Harry nodded and headed that way while Snape moved over to his desk, the only other place they had been that evening as they’d discussed the samples Harry had given to Snape for his latest case. “It’s not in here,” Harry called.

“No, it’s here,” Snape replied, and Harry stepped back into the living area in time to see Snape pick his phone up from the desk. He held it out to Harry but quickly pulled it back as he stared down at it. “I’m your lock screen?!”

Harry felt his cheeks heat, and he hurried across the room to snatch the phone from Snape’s hand. “You weren’t supposed to see that.”

Snape’s dark eyes bore into Harry. “And how does Mr. Boot feel about you having a photo of me as your lock screen?”

Harry glared defiantly at his ex-professor. “It’s really none of his business since we broke up.”

Snape gave a small start. “You… broke up?” he asked, his voice cracking slightly. “Why?”

Harry’s face burned. “It might have had something to do with me moaning your name in my sleep.”

Snape leaned back against the desk and smiled smugly. “Oh really?”

 


	3. For Kendra (part 2)

**Notes for the Chapter:**

> 40\. “You’re a blanket hog!” - “Leave me alone and stop being so selfish.”

“You’re a blanket hog!”

Severus glared up at Harry from beneath the mound of blankets that decorated their couch. “Leave me alone and stop being so selfish,” Severus grumbled as he snuggled further under the blankets.

Harry plopped down on the opposite end of the couch and wriggled his bare feet under the mound of blankets. “Come on, it’s freezing outside, Sev.”

“Use a warming charm. Are you a wizard or not?”

Harry huffed and glared at Severus. “You’re such a baby when you’re sick.”

Severus squirmed under the blankets, and Harry felt his feet being pushed out from their warm cocoon. “You should have thought about that before you brought home that stupid muggle flu. And you were just as bad,” Severus pouted.

Knowing he was right, Harry Summoned another blanket and placed it over the pile already atop his husband.

 


	4. For Minerva

**Notes for the Chapter:**

> 49\. “Your voice is sexy.” - “Your ass is sexy.”

“Your voice is sexy.” Harry slapped a hand over his mouth as Snape’s eyes widened in surprise.

“Your ass is sexy,” Snape growled out, his eyes going impossibly wider as the unintended words slipped from his mouth. Harry and his recently ex-professor turned to glare at the gaping pair of redheads. “I want to rip the clothes from Mr. Potter’s delectable body and-” It was Snape’s turn to slap a hand over his mouth to muffle the rest of his words, though Harry kinda wished he wouldn’t. He’d been lusting after the potions master since sixth year.

“What did you give them?” Hermione screeched.

“Just a bit of Confession Confection,” Fred said.

“It was meant for you and Pansy,” George added.

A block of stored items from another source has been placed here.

PR #1060, opened 2025-02-19
Update GitLab RDS instance to `gp3` storage

mvandenburgh:
We are currently on gp2, and encountering IOPS issues. Updating to gp3 will increase the IOPS and also save us some money.

Screenshot from 2025-02-19 12-27-57

This will require some downtime; if no one has any objections to this, I'll apply it to staging and then coordinate the deploy to production.

### DIFF
--- a/terraform/modules/spack_aws_k8s/gitlab_db.tf
+++ b/terraform/modules/spack_aws_k8s/gitlab_db.tf
@@ -45,6 +45,7 @@ module "gitlab_db" {
   max_allocated_storage = 1000
   storage_type          = "gp3"
   iops                  = 12000 # 12,000 is the minimum IOPs for gp3 storage. We can increase this as needed.
+  storage_throughput    = 500   # 500 is the minimum throughput for gp3 storage. We can increase this as needed.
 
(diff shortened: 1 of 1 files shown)


mvandenburgh:
Some evidence that this may be related to the reliability issues we've seen with gitlab.spack.io lately. The current RDS instance with `gp2` storage supports a max of 3,000 IOPS, assuming I am reading https://docs.aws.amazon.com/AmazonRDS/latest/UserGuide/CHAP_Storage.html properly.

Screenshot from 2025-02-19 16-54-23

jjnesbitt (approved):
This LGTM, although I'm curious how this migration will play out. I'm assuming terraform is able to replace the storage type on its own, but would that take all of our data with it? Or is that migration taken care of?

mvandenburgh:
> This LGTM, although I'm curious how this migration will play out. I'm assuming terraform is able to replace the storage type on its own, but would that take all of our data with it? Or is that migration taken care of?

I believe replacing the storage type doesn't destroy any data, it just incurs some downtime while the switchover happens. I'm running it on staging now to confirm.

PR #1061, opened 2025-02-20
Update analytics, CDash RDS instances to gp3

mvandenburgh:
Similar to #1060. We don't have any pressing issues with the performance of `gp2` on these instances, but `gp3` is cheaper in addition to more performant, so there's only upsides to doing this.


mvandenburgh:
This is applied to both production and staging :heavy_check_mark:

PR #1069, opened 2025-03-06
migration: update develop stack list

scottwittenburg:
This is just to record the stacks we're migrating, so it should not require any image version bumps.


zackgalbreath (approved):
This diff matches the list of stacks that we decided to migrate.

scottwittenburg:
Whoops, I forget we have [this](https://github.com/spack/spack-infrastructure/actions/runs/13708599934/job/38339826290?pr=1069#step:4:5) now, hopefully it won't prevent me from merging.

PR #1072, opened 2025-03-11
Update error taxonomy with new regexes

mvandenburgh:
Hopefully this will help cut down the number of failed jobs that are labelled as `other` recently.


mvandenburgh:
This PR fell off my radar for a bit :sweat_smile:

These types of errors haven't appeared lately, so I think we can just close this and address them later if they re-emerge

PR #1073, opened 2025-03-11
Update analytics python dependencies

mvandenburgh:
This will resolve some dependabot alerts and allows PRs like #1070 to be closed.

To generate this, I just created a new venv and ran a `pip install --no-cache-dir --upgrade . && pip freeze`.


mvandenburgh:
I think it's unwise to merge this at this point, due to Sentry being disabled because of https://github.com/spack/spack/pull/49547/ causing all webhook tasks to fail currently. I think we can just close this and regenerate the `requirements.txt` in a new PR when it's safe to do so

PR #1074, opened 2025-03-11
Remove obselete github actions workflow

mvandenburgh:
@kwryankrattiger this github action hasn't been ran in a long time, so I assume we are no longer using the AMIs it builds. Is that correct?


kwryankrattiger (approved):

kwryankrattiger:
Yeah, I think these are dead. @stephenmsachs is using a custom image instead iirc

PR #2215, opened 2024-01-03
Add a note explaining that Pkg.test can cause compilation errors and how to fix.

kshyatt:
Thank you @giordano for the hint. Thought it would be nice to leave a note about this for others.

### DIFF
--- a/docs/src/development/troubleshooting.md
+++ b/docs/src/development/troubleshooting.md
@@ -38,6 +38,13 @@ e.g., due to inaccurate or instable type information). These are a red herring, 
 cause is listed last: a typo in the use of the `threadIdx` function! If we fix this, the IR
 error disappears and our kernel successfully compiles and executes.
 
+!!! note 
+
+    Bounds checking can cause compilation failures. Even if you have included an `@inbounds` block,
+    `Pkg.test` by default will force bounds-checking and this may cause `InvalidIRError`s. To prevent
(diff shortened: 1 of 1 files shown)


maleadt:
Do you have any concrete MWE? Bounds errors, and by extension all errors, are supposed to be GPU compatible because of the quirks we have (which get rid of allocations and/or replace the exception with a GPU compatible one): https://github.com/JuliaGPU/CUDA.jl/blob/master/src/device/quirks.jl. If some error isn't, that probably warrants a new quirk.

kshyatt:
Posted about it on slack, I’ll DM you

maleadt:
As discussed on Slack: I don't like this advice. Our goal is to support as much of the language as possible, and it shouldn't be required to use `@inbounds` (and conversely test with `--check-bounds=auto` or `--check-bounds=no`) for code to compile for the GPU. I'd rather users file issues about that, so that we can fix those errors by adding adequate quirks.

Of course, if that turns out impossible for some reason or another, it would be fine to add something like this to the documentation. But my understanding right now that we can make exceptions GPU compatible using overlay methods, so for now I propose we don't add this to the docs.

That said, I don't feel too strongly about this, so if anybody *really* wants this in the docs, feel free to comment or re-open.

maleadt:
Also, @kshyatt, given that your package seems to require this (for now at least) you can do something way more hackier: https://github.com/JuliaGPU/CUDAnative.jl/commit/f7d7a984d4aa23894a80f69dddb1cf6a19f3d147

PR #2264, opened 2024-02-13
cuTENSOR: refactor obtaining compute_type as part of plan

lkdvos:
Removes the duplicate code in obtaining the `compute_type` which was implemented both in `execute_*operation*` and `plan_*operation*`. Now the keyword argument is just passed through to `plan_*operation*` and determined there.

This implements the refactor discussed in #2263.


maleadt (approved):
Thanks!

PR #2270, opened 2024-02-16
[CUBLAS] Use the ILP64 API with CUDA 12

### LINKED ISSUE #2268: CUBLAS: nrm2 support for StridedCuArray with length requiring Int64

amontoison:
close #2268


tipfom:
Thanks! Very nice 🥳

PR #2368, opened 2024-05-08
Mark cublas version/handle as non-differentiable

wsmoses:
I'm working on getting a minimal working cublas AD working, but these are nevertheless prerequisites that will reduce the error log size for a lot of users already (e.g. https://github.com/EnzymeAD/Enzyme.jl/issues/1392)

### DIFF
--- a/ext/EnzymeCoreExt.jl
+++ b/ext/EnzymeCoreExt.jl
@@ -13,6 +13,14 @@ else
     using ..EnzymeCore.EnzymeRules
 end
 
+function EnzymeCore.EnzymeRules.inactive(::typeof(CUDA.CUBLAS.handle))
+    return nothing
+end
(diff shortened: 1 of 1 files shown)


vchuravy (approved):
Why does cudaconvert need a forward pass?

wsmoses:
It needed one for the other PR to ensure unified memory setup is fine

wsmoses:
@vchuravy can you merge?

vchuravy:
> can you merge?

Yes, but there is a question how we test this code.

wsmoses:
Yeah I have a test [just doing CUBLAS.Dot(x, y) but that presently fails for the reason of cudamemset as a fn not being found so we need to figure out the correct symbol materialization story. Still helpful for reducing error before then tho

PR #2458, opened 2024-08-05
Implementation of spdiagm for CUSPARSE

### LINKED ISSUE #1857: Creating a sparse diagonal matrix of CuArray(u)
If we have a vector (u), we can easily convert it into a sparse diagonal matrix using the command spdiagm(u).

If we want to do the same operation on the GPU using CUDA where u is defined as CuArray(u). The command spdiagm(u) gives the scalar indexing error and therefore it does not work.

 CuSparseMatrixCSC(Diagonal(u)) works but it is quite slow. Is there a way to perform this task efficiently?

Regards

walexaindre:
Here is the implementation of SparseArrays.spdiagm(vec)

The one(Int32) and Int32 conversions are used to reduce allocations and enhance the performance of this simple function.

Closes #1857

### DIFF
--- a/lib/cusparse/array.jl
+++ b/lib/cusparse/array.jl
@@ -324,7 +324,7 @@ end
 
 function SparseArrays.spdiagm(v::CuArray{Tv}) where {Tv}
     nzVal = v
-    N = Int32(length(v))
+    N = Int32(length(nzVal))
     
     colPtr = CuArray(one(Int32):(N + one(Int32)))
     rowVal = CuArray(one(Int32):N)
--- a/lib/cusparse/array.jl
+++ b/lib/cusparse/array.jl
@@ -322,7 +322,7 @@ function SparseArrays.sparsevec(I::CuArray{Ti}, V::CuArray{Tv}, n::Integer) wher
     CuSparseVector(I, V, n)
 end
 
-function SparseArrays.spdiagm(v::CuArray{Tv}) where {Tv}
+function SparseArrays.spdiagm(v::CuVector{Tv}) where {Tv}
     nzVal = v
     N = Int32(length(nzVal))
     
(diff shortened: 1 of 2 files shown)


lib/cusparse/array.jl
```diff
@@ -322,6 +322,16 @@ function SparseArrays.sparsevec(I::CuArray{Ti}, V::CuArray{Tv}, n::Integer) wher
     CuSparseVector(I, V, n)
 end
 
+function SparseArrays.spdiagm(v::CuArray{Tv}) where {Tv}
```
amontoison:
```suggestion
function SparseArrays.spdiagm(v::CuVector{Tv}) where {Tv}
```

amontoison (changes requested):
Can you add a test for your implementation of `spdiagm`?

walexaindre:
Thank you @amontoison for looking at my PR. I can implement that test but I am confused about where I need to do that exactly. 

Can you suggest me a possible file where I can write that test?

I was thinking about generic.jl or interfaces.jl. However, generic.jl looks like a place where some basic operations between matrix and vectors are tested and interfaces.jl looks like a file where linear algebra related functions are the main theme. 

I belive that interfaces.jl could be the correct place. But if you can shed some light on the logic behind file organization and where it is expected to implement something like this, I would appreciate it.

walexaindre:
For now, tests are implemented as a new test section in interfaces.jl

walexaindre (commented):
Fixed

amontoison (approved):

amontoison:
> For now, tests are implemented as a new test section in interfaces.jl

The test files `interfaces.jl` and `linalg.jl` are fine.
LGTM!

PR #2538, opened 2024-10-30
Removed allocations for transpose/adjoint - diagonal multiplications

mkhrenov:
The dgmm! based implementation of multiplication of transpose/adjoint matrices with diagonal matrices that got merged makes a call to CuMatrix on the transpose/adjoint. This results in allocations and a substantial performance penalty. I haven't been able to figure out how to do this in place using the cuBLAS functions, but writing it out as in-place broadcast operations seems to work well. Open to any suggestions.


lib/cublas/linalg.jl
```diff
@@ -347,19 +347,27 @@ function LinearAlgebra.mul!(C::CuMatrix{T}, A::Diagonal{T,<:CuVector}, B::CuMatr
 end
 
 function LinearAlgebra.mul!(C::CuMatrix{T}, A::Transpose{T,<:CuMatrix}, B::Diagonal{T,<:CuVector}) where {T<:CublasFloat}
-    return dgmm!('R', CuMatrix(A), B.diag, C)
+    C .= A
+    C .*= B.diag'
```
amontoison:
```suggestion
    C .*= transpose(B.diag)
```

amontoison: You don't want to conjugate the coefficients if `B` is a complex diagonal matrix.

lib/cublas/linalg.jl
```diff
@@ -347,19 +347,27 @@ function LinearAlgebra.mul!(C::CuMatrix{T}, A::Diagonal{T,<:CuVector}, B::CuMatr
...
-    return dgmm!('L', CuMatrix(B), A.diag, C)
+    C .= B
+    C .*= A.diag
+    return C
 end
 
 function LinearAlgebra.mul!(C::CuMatrix{T}, A::Adjoint{T,<:CuMatrix}, B::Diagonal{T,<:CuVector}) where {T<:CublasFloat}
-    return dgmm!('R', CuMatrix(A), B.diag, C)
+    C .= A
+    C .*= B.diag'
```
amontoison: Why do you conjugate `B`?

amontoison (changes requested):
I don't understand how you do some products, `M * D` and `D * M` gives different results and based of your broadcast relations, you can only do one them.
You use the trick of the adjoint / transpose like `D * M = (M' * D')'` but it means that you need to conjugate the result `C` at the end.

If you find a way to do that such that all tests passed, it's fine for me to use broadcast.

amontoison:
I don't think that we can use `dgmm` without allocation for transpose/adjoint - diagonal multiplications because we can't reinterpret the input matrices as matrices stored in row-major format. So broadcast is the only alternative if we don't want allocations.

lib/cublas/linalg.jl
amontoison: Hum, I think you use a trick that I don't understand because you don't transpose `A`.
Can you explain what you do exactly?

mkhrenov: Sure, so the transpose (which I've put in both functions) of B.diag isn't a result of A being Transpose or Adjoint, it's just to make the broadcast multiplication work on the correct dimension for B diagonal. A being Adjoint or Transpose gets realized during the broadcasted assignment to C in all cases.

lib/cublas/linalg.jl
mkhrenov: It should have been a transpose, fixed.

amontoison (approved):

mkhrenov:
Benchmarks seem to have been interrupted for some reason, but everything else looks good. Anything else I should do?

amontoison:
LGTM but I can't merge the PR if all tests didn't passed.
You need Tim to manually merge the PR.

“And I want to fuck his sweet ass,” Snape snapped out causing Harry to whimper.

“I want to suck your cock. Please, Severus,” Harry moaned, pressing himself up against the taller man.

“Yes,” Severus hissed, pulling Harry against him. Neither man heard Hermione’s squeak or the door closing as she shoved the twins from the room.

 


	5. For Waaditsss

**Notes for the Chapter:**

> 8\. “I just wanted an easy day with my boyfriend/girlfriend. Is that too much to ask?”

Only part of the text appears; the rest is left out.